PR #685, opened 2022-06-18
selfhosted/lexer: Add integer literal type suffixes

### LINKED ISSUE #634: selfhosted: parse error in fat-arrow function
This snippet of code produces an error message:
```
function f() => 1u32 << 1 
```
The error message: 
```
1  | function f() => 1u32 << 1
                       ^- Unrecognized token in namespace (probably not implemented yet)
```
In comparison, this implementation parses without  error message:
```
function g() {
    return 1u32 << 1 
}
```

onsah:
Adds integer literal type support to lexer.

Also fixes #634

### DIFF
--- a/selfhost/lexer.jakt
+++ b/selfhost/lexer.jakt
@@ -393,11 +393,11 @@ struct Lexer {
 
         mut total: i64 = 0
 
-        if (.eof()) {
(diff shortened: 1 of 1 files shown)


onsah:
Seems this is already implemented in latest jakt

PR #689, opened 2022-06-18
README: Update usage instructions

Vantadaga:
Update usage instructions to improve readability


Vantadaga:
Is there anyone that could review this PR for me and give feedback if needed?

jntrnr:
@Vantadaga - we're moving away from the Rust compiler, so we may want to start from using the jakt (selfhost) instruction instead.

▸ Task goal
Produce an exact copy of every entry above.

▸ The answer
PR #685, opened 2022-06-18
selfhosted/lexer: Add integer literal type suffixes

### LINKED ISSUE #634: selfhosted: parse error in fat-arrow function
This snippet of code produces an error message:
```
function f() => 1u32 << 1 
```
The error message: 
```
1  | function f() => 1u32 << 1
                       ^- Unrecognized token in namespace (probably not implemented yet)
```
In comparison, this implementation parses without  error message:
```
function g() {
    return 1u32 << 1 
}
```

onsah:
Adds integer literal type support to lexer.

Also fixes #634

### DIFF
--- a/selfhost/lexer.jakt
+++ b/selfhost/lexer.jakt
@@ -393,11 +393,11 @@ struct Lexer {
 
         mut total: i64 = 0
 
-        if (.eof()) {
(diff shortened: 1 of 1 files shown)


onsah:
Seems this is already implemented in latest jakt

PR #689, opened 2022-06-18
README: Update usage instructions

Vantadaga:
Update usage instructions to improve readability


Vantadaga:
Is there anyone that could review this PR for me and give feedback if needed?

jntrnr:
@Vantadaga - we're moving away from the Rust compiler, so we may want to start from using the jakt (selfhost) instruction instead.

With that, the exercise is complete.